Internet and Museums: The virtual project “The Imperial Hermitage. Marking Its 170th Anniversary” launched
The new project The Imperial Hermitage. Marking Its 170th Anniversary was launched on the website of the State Hermitage Museum in the Virtual Visit section.
It features several sections highlighting different aspects of the life of the museum: the construction of the New Hermitage building, the creation of a public museum, the expansion of the collections, as well as the history of the museum’s first directors and keepers.
The virtual tour was based on the watercolour pictures, in which the artists Konstantin Ukhtomsky, Eduard Hau and Luigi Premazzi with astonishing precision captured looks of the halls and galleries of the New Hermitage. These pictures provide an opportunity to travel back to the Imperial Museum of the mid-1800s and stroll around its halls alongside the earliest visitors.

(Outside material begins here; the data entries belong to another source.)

PR #34089, opened 2021-12-01
Fix completions within select clause context

### LINKED ISSUE #33934: On conflict clause not suggested after select clause in query expression context
**Description:**
onconflict

As depicted above on conflict keyword pair is not suggested at the depicted cursor position.

```ballerina
function findTop10GoldMedalsToAthletesRatio() returns error? {
    map<int> athletesByCountry = check findNumOfAthletesBycountry();
    stream<MedalStats, error?> medalStats = check getMedalStats();

    MyError onConflictError = error("Conflict");

    var ratios = from [string,int] entry in athletesByCountry.entries() 
    join var stats in medalStats on entry[0] equals stats.country 
    let float ratio = (<float>stats.gold/<float>entry[1]) * 100 order by ratio descending 
    limit 10
    select  {
        country: entry[0],
        ratio
    } o<cursor> ;

    io:println("Top 10 countries with gold medals/athletes ratio");
    
    foreach var ratio in ratios {
        io:println("\t", ratio.country, "\t", float:round(ratio.ratio), "%");
    }
}
```

Further, the sorting order in the on-conflict-clause context can be improved to order the expressions with `error` subtype at the top.

onConflict

nadeeshaan:
## Purpose
Fixes #33934 

## Check List 
- [ ] Updated Change Log
- [x] Added necessary tests
  - [x] Unit Tests
  - [ ] Spec Conformance Tests
  - [ ] Integration Tests
- [x] Increased Test Coverage   
  - [ ] API documentation 
  - [ ] Ballerina By Examples


mohanvive (approved):

mohanvive:
One thing to highlight, on-conflict clause is used only when creating a table typed value (out put of the query expression is table) using query expressions.

language-server/modules/langserver-core/src/main/java/org/ballerinalang/langserver/completions/providers/context/OnConflictClauseNodeContext.java
```diff
@@ -57,12 +65,37 @@ public OnConflictClauseNodeContext() {
...
+                }
+            }
+            String sortText = SortingUtil.genSortText(rank)
+                    + SortingUtil.genSortText(SortingUtil.toRank(context, lsCItem));
+            lsCItem.getCompletionItem().setSortText(sortText);
+        }
+    }
+
+    private boolean isVariableOfErrorType(LSCompletionItem lsCItem) {
+        Predicate<Symbol> symbolPredicate = CommonUtil.getVariableFilterPredicate();
```
malinthar, line 96: How about function call expressions of error type? We haven't considered them here.

malinthar (changes requested):

language-server/modules/langserver-core/src/main/java/org/ballerinalang/langserver/completions/providers/context/OnConflictClauseNodeContext.java
nadeeshaan: Done

malinthar (approved):
LGTM!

A series of photographs of the halls was taken specially for the virtual project to go with the watecolour pictures, in order to simultaneously show their similarities and differences. The photographing of the halls was done using a number of special techniques, including determining the viewpoint, panoramic and spherical shots, the processing and transformation of a panorama to produce a “flat” photograph, retouching and colour correction of the lighting.
The Imperial Hermitage was the first public museum in Russia, created by Tsar Nicholas I. He wanted to make the Russian rulers’ extremely rich art collections accessible to the general public.
Nicholas entrusted the design of a building for the future museum worthy of the works that were to be kept there to the celebrated Bavarian court architect Leo von Klenze. Vasily Stasov, whom the Emperor appointed chief architect of the Building Commission, was responsible for the implementation of Klenze’s concept, since Klenze himself was unable to carry out architectural supervision as he remained in the service of King Ludwig I of Bavaria.
The solemn opening of the museum, marked by a grand celebration held in the New Hermitage, took place on February 5, 1852. The event was complemented by a prayer service, large-scale receptions and balls.
By the beginning of XX Century, the Hermitage became a first-rate European-type museum with outstanding specialists working in it and hundreds of thousands people visiting it each year. World War I interrupted the normal life of the museum. When peace came after the revolutions and wars, the Hermitage had lost the word “Imperial” from its name.